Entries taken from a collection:
----------------------------------------
PR #523, opened 2019-05-21
Log persistence

lbonn:
Here is a sample configuration to make logs persistent between reboots. They are stored in systemd's binary format in /var/log/journal.

I don't quite know where to advertise this, it's not directly related to meta-updater's functionality and is something that we'd expect image writers to configure themselves according to their need. So for now, it just sits there as a sample.


patrickvacek:
Why not enable it by default?

lbonn:
Well, these are embedded devices, we don't know how much space customers want to dedicate to logs or even if they should avoid logging as much as possible to not wear flash.
Having it on by default could surprise users and removing a recipe from an image is a bit uglier than adding it.

patrickvacek:
> we don't know how much space customers want to dedicate to logs or even if they should avoid logging as much as possible to not wear flash.
> Having it on by default could surprise users and removing a recipe from an image is a bit uglier than adding it.

True. But then I still think something is missing. Ideally, this would always be enabled during development and testing and then optional during production. Some users will probably never want it because of the space concerns, but we (in our support role) want all users to always have it on to make it easier to help debug problems encountered anywhere in the process (development, factory, or field). So maybe it should be specifically encouraged in the docs (both here and the official docs)?

I wonder if it makes sense to have some sort of default dev/test image or configuration separate from a recommended/reference production image/config.

lbonn:
> I wonder if it makes sense to have some sort of default dev/test image or configuration separate from a recommended/reference production image/config.

I like the idea. One objection would be that it would, once again, increase the space of things that we need to test.

patrickvacek:
> One objection would be that it would, once again, increase the space of things that we need to test.

True. Maybe for now we should just suggest very early in the README that users add this and aktualizr-log-debug to their images during development and testing. And maybe do the same in the official docs, too.

lbonn:
New local.conf now contains more sample configuration + explanatory comments. We still might want to have it mentioned in other docs, I'm just not sure which.

conf/local.conf.sample.append
```diff
@@ -0,0 +1,30 @@
...
+IMAGE_INSTALL_append += " systemd-journald-persistent"
+
+# Set resource limits for aktualizr service
+#
+# Uncomment these lines to change the default parameters.
+#
+#RESOURCE_CPU_WEIGHT_pn-aktualizr = "100"
+#RESOURCE_MEMORY_HIGH_pn-aktualizr = "100M"
+#RESOURCE_MEMORY_MAX_pn-aktualizr = "80%"
+IMAGE_INSTALL_append += " aktualizr-resource-control"
```
patrickvacek: Does it make sense to keep `aktualizr-resource-control` uncommented even if none of the variables are used?

Also, does it makes sense to have a commented-out line for adding `aktualizr-log-debug`, perhaps in the same area as the log persistence?

lbonn: The commented lines just reflect the defaults that are in aktualizr_git.bb, that's just a convenience for easily changing these values.

Agree for adding aktualizr-log-debug.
----------------------------------------
Assignment
Nothing in the data above may be skipped; repeat it all exactly.

Response
PR #523, opened 2019-05-21
Log persistence

lbonn:
Here is a sample configuration to make logs persistent between reboots. They are stored in systemd's binary format in /var/log/journal.

I don't quite know where to advertise this, it's not directly related to meta-updater's functionality and is something that we'd expect image writers to configure themselves according to their need. So for now, it just sits there as a sample.


patrickvacek:
Why not enable it by default?

lbonn:
Well, these are embedded devices, we don't know how much space customers want to dedicate to logs or even if they should avoid logging as much as possible to not wear flash.
Having it on by default could surprise users and removing a recipe from an image is a bit uglier than adding it.

patrickvacek:
> we don't know how much space customers want to dedicate to logs or even if they should avoid logging as much as possible to not wear flash.
> Having it on by default could surprise users and removing a recipe from an image is a bit uglier than adding it.

True. But then I still think something is missing. Ideally, this would always be enabled during development and testing and then optional during production. Some users will probably never want it because of the space concerns, but we (in our support role) want all users to always have it on to make it easier to help debug problems encountered anywhere in the process (development, factory, or field). So maybe it should be specifically encouraged in the docs (both here and the official docs)?

I wonder if it makes sense to have some sort of default dev/test image or configuration separate from a recommended/reference production image/config.

lbonn:
> I wonder if it makes sense to have some sort of default dev/test image or configuration separate from a recommended/reference production image/config.

I like the idea. One objection would be that it would, once again, increase the space of things that we need to test.

patrickvacek:
> One objection would be that it would, once again, increase the space of things that we need to test.

True. Maybe for now we should just suggest very early in the README that users add this and aktualizr-log-debug to their images during development and testing. And maybe do the same in the official docs, too.

lbonn:
New local.conf now contains more sample configuration + explanatory comments. We still might want to have it mentioned in other docs, I'm just not sure which.

conf/local.conf.sample.append
```diff
@@ -0,0 +1,30 @@
...
+IMAGE_INSTALL_append += " systemd-journald-persistent"
+
+# Set resource limits for aktualizr service
+#
+# Uncomment these lines to change the default parameters.
+#
+#RESOURCE_CPU_WEIGHT_pn-aktualizr = "100"
+#RESOURCE_MEMORY_HIGH_pn-aktualizr = "100M"
+#RESOURCE_MEMORY_MAX_pn-aktualizr = "80%"
+IMAGE_INSTALL_append += " aktualizr-resource-control"
```
patrickvacek: Does it make sense to keep `aktualizr-resource-control` uncommented even if none of the variables are used?

Also, does it makes sense to have a commented-out line for adding `aktualizr-log-debug`, perhaps in the same area as the log persistence?

lbonn: The commented lines just reflect the defaults that are in aktualizr_git.bb, that's just a convenience for easily changing these values.

Agree for adding aktualizr-log-debug.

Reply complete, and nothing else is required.